Na początku tego roku PGS zerwał umowę z przedsiębiorcą - twierdząc, że jest nieważna. Zbiegło się to w czasie ze zdobyciem przez władze Sopotu pieniędzy na przebudowę centrum miasta - a teren Tarasów to kluczowy obszar inwestycji. Tutaj, po wyburzeniu gmachu galerii, ma stanąć efektowny Dom Zdrojowy z hotelem Sheraton. Całe przedsięwzięcie - prowadzone wspólnie przez gminę, firmę NDI oraz bank PKO (pod szyldem Centrum Haffnera) - obejmuje kilka hektarów dolnej części Monciaka (zaplanowano tu także apartamentowce i budynki handlowo-usługowe - wszystko ma być gotowe za dwa lata).
Mering zerwania umowy nie uznał. Jednak wiosną spółka Centrum Haffnera rozpoczęła budowę od wyburzania PGS. Aby jednak bez przeszkód kontynuować prace, pod koniec maja przeprowadzono siłową eksmisję Meringa. Biznesmen zaskarżył zerwanie umowy w sądzie. Gdy w pierwszej instancji przyznano mu rację, PGS odwołał się. Ale ostatni wyrok drugiej instancji jest znowu korzystny dla przedsiębiorcy: umowa najmu Tarasów jest ważna jeszcze przez półtora roku, a co ważniejsze - nierozwiązywalna.
Dodatkowo Mering zamierza złożyć pozew przeciw PGS-owi oraz spółce Centrum Haffnera o odszkodowanie. Wystąpi też o wstrzymanie inwestycji. - Potwierdziło się, że inspektor budowlany, wydając pozwolenie budowę, powinien wziąć pod uwagę mój sprzeciw, bo jako najemca jestem stroną. Wcześniej nie chciał mnie tak traktować - mówi restaurator. Inspektor twierdzi jednak, że dopóki nie zobaczy dokumentów stwierdzających, iż Mering jest stroną w sprawie, nie zamierza przerywać inwestycji.

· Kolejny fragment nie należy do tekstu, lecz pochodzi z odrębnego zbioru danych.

PR #4645, opened 2026-03-25
[Gateway API] ListenerSet status updater

zac-nixon:
### Description

Implements a ListenerSet status updater similar to what we have for the route status update. This way when there is many ListenerSets attached to the same Gateway, then the main reconcile loop is still fast. The key difference this status updater has compared to the route status reconciler is that we need to have a complex data structure representing the listener status of the ListenerSet. The solution I came up with was to have a separate map item has the listener statuses, the listener status is looked up during ListenerSet status update and then deleted afterwards.

Summary of changes

- Fix Route Reconciler to allow for ListenerSet parent refs, previously the logic always looked up Gateways.
- Change the reconcile logic to NOT stop on invalid listener, instead the listener is not programmed and there is a status that mentions the listener is invalid.
- Refactored the Listener Status generation logic to work between generating Listener status for Gateways and ListenerSets.
- Introduced a ListenerSet reconciler.

TODO:

- Documentation Updates
- Automated E2E tests

ListenerSet status E2E test: https://gist.github.com/zac-nixon/ea8dbe16d1cb20db89175e9b4cffda0c

### Checklist
- [x] Manually tested

### DIFF
--- a/test/e2e/gateway/alb_listenerset_test.go
+++ b/test/e2e/gateway/alb_listenerset_test.go
@@ -174,6 +174,7 @@ var _ = Describe("test k8s alb gateway with ListenerSet", func() {
 				Expect(observedGW.Status.Addresses).NotTo(BeEmpty())
 				dnsName = observedGW.Status.Addresses[0].Value
 				Expect(dnsName).NotTo(BeEmpty())
+				Expect(*observedGW.Status.AttachedListenerSets).To(Equal(int32(1)))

Zdenerowany jest prezydent miasta Jacek Karnowski: - Zażądam od PGS-u, żeby złożył w prokuratorze zawiadomienie o popełnieniu przestępstwa przy podpisywaniu umowy. Niech osoba, która zaakceptowała tak niekorzystny dokument, odpowie. Musimy też zrobić wszystko, by budowa nie została przerwana. Będziemy się zastanawiać nad możliwościami rozwiązania problemu.